- Born: India
- Died: 29 October 2016 India
- Education: Ramjas College
- Occupation: Actor
- Years active: 2010-2017
- Relatives: Piyush Pradhan (father) Aparna Pradhan (mother)

= Shivam Pradhan =

Indian actor

Shivam Pradhan (died 29 October 2016) was an Indian actor. He established his career in Hindi films.

==Acting career==
He started acting in plays from school. In class 11th, he acted in his first play Ashadh Ka Ek Din, written by Mohan Rakesh.

In theater, he acted in various plays, such as the Roman play Peer Gynt in Hindi and Bertolt Brecht's play Mother Courage and Her Children in Hindi (by Neelabh Ashk).

He worked as a dubbing artist for animation series on Hungama and Disney.

He worked in 270 episodes of Pragaya channel's Info-tainment series.

He worked for 13 episodes of Tata Sky's Daily Zindagi ad campaign.

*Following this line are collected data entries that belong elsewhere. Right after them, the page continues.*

PR #301, opened 2020-11-04
[kube-prometheus-stack] Disable scraping kubelet resource metrics endpoint

bismarck:
Based on the [KEP](https://github.com/kubernetes/enhancements/blob/master/keps/sig-node/kubelet-resource-metrics-endpoint.md) for the Kubelet Resource Metrics Endpoint, I don't believe we should be scraping this endpoint. In the past, it's caused [issues](https://github.com/kubernetes-monitoring/kubernetes-mixin/issues/458) with some of the metrics reported by cAdvisor. Also, the kube-prometheus project (which this chart is based on) [does not scrape](https://github.com/prometheus-operator/kube-prometheus/blob/master/manifests/prometheus-serviceMonitorKubelet.yaml) this endpoint.

Also, bumping the prometheus to v2.22.1 because it has fixes for a [retention size bug](https://github.com/prometheus/prometheus/pull/8139).
  - fixes #

#### Checklist

- [x] Chart Version bumped

### DIFF
--- a/charts/kube-prometheus-stack/Chart.yaml
+++ b/charts/kube-prometheus-stack/Chart.yaml
@@ -17,7 +17,7 @@ name: kube-prometheus-stack
 sources:
   - https://github.com/prometheus-community/helm-charts
   - https://github.com/prometheus-operator/kube-prometheus
-version: 11.0.1
+version: 11.0.2
 appVersion: 0.43.1
 tillerVersion: ">=2.12.0"
 kubeVersion: ">=1.16.0-0"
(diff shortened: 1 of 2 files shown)


gkarthiks:
I guess adding a reasoning comment on the values.yml file will help the community to know why it is disabled by default. Totally open for suggestions. :)

vsliouniaev (approved):
Might want to rename the PR / fix the name so that the commit includes the prometheus bugfix in it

He was the host at the Star Parivaar Awards (2015).

=== Filmography ===

| Year | Title | Role | Director | Notes |
|---|---|---|---|---|
| 2008 | Good Night | Ratan | Geetika Narang |  |
| 2010 | Do Dooni Chaar | Waiter at Paratha | Habib Faisal |  |
| 2016 | Tere Bin Laden: Dead or Alive | Daaga | Abhishek Sharma |  |
| 2016 | Kerry on Kutton | Hippy Thakur | Ashok Yadav |  |
| 2017 | Phillauri | Piyush | Anshai Lal |  |
| 2017 | Baked | Bansi Bhaiya | Vishwajoy Mukherjee | Web Series |

==Death==
He was suffering from a breathing problem during the last 7 years before his death. He died on 29 October 2016.